The problem:
Would you write out, exactly as they stand, all lines from the one containing "depot_download_manager: fix verifying" through the end of the listing below, and only those?

- - -

PR #4816, opened 2023-04-19
base: add Xml_node::for_each_attribute

Time0o:
Adds a function that allows iterating over an XML node's attributes without relying on `Xml_node::Nonexistent_attribute`.


Time0o:
Closing in favor of https://github.com/genodelabs/genode/issues/4817

PR #4919, opened 2023-06-09
depot_download_manager: fix verifying failed download

Time0o:
Dear Genodians,

I have noticed a small issue where a failed `fetchurl` request would result in attempted package verification instead of correctly signalling a failed download. This does not seem to happen on all platforms. I believe this is a bug and this should fix it.


nfeske:
Thank you for the report and the much appreciated fix. I just merged your patch to staging.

- - -

Response to the task:
depot_download_manager: fix verifying failed download

Time0o:
Dear Genodians,

I have noticed a small issue where a failed `fetchurl` request would result in attempted package verification instead of correctly signalling a failed download. This does not seem to happen on all platforms. I believe this is a bug and this should fix it.


nfeske:
Thank you for the report and the much appreciated fix. I just merged your patch to staging.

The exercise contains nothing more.